DATASET EXCERPTS: Begin
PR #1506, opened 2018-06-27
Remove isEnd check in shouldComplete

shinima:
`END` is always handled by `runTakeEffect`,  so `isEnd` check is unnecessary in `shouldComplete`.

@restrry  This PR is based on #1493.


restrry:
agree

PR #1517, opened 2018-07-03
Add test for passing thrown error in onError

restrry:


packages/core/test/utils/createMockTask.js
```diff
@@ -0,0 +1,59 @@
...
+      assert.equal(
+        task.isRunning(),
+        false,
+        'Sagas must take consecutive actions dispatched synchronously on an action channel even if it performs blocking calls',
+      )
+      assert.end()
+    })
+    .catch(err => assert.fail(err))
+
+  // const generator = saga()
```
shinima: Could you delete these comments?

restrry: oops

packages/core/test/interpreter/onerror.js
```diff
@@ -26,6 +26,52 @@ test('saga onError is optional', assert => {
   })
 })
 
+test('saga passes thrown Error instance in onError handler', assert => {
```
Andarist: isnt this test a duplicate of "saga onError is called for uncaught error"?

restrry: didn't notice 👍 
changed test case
DATASET EXCERPTS: End
DATASET EXCERPTS: Begin
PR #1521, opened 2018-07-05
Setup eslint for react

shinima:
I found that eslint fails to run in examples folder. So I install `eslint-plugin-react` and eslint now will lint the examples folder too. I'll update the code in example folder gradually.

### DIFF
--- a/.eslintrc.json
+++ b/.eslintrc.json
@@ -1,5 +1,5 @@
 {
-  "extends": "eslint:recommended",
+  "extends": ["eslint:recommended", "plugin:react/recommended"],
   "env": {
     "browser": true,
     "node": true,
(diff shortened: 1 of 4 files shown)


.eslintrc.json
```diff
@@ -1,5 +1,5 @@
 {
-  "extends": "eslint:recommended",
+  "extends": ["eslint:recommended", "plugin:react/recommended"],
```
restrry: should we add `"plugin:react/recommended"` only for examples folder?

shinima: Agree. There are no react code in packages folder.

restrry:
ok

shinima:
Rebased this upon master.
DATASET EXCERPTS: End
▶ **ACTIVITY**
Write out each line above with the word "react".

▶ **ANSWER**
Setup eslint for react
I found that eslint fails to run in examples folder. So I install `eslint-plugin-react` and eslint now will lint the examples folder too. I'll update the code in example folder gradually.
+  "extends": ["eslint:recommended", "plugin:react/recommended"],
+  "extends": ["eslint:recommended", "plugin:react/recommended"],
restrry: should we add `"plugin:react/recommended"` only for examples folder?
shinima: Agree. There are no react code in packages folder.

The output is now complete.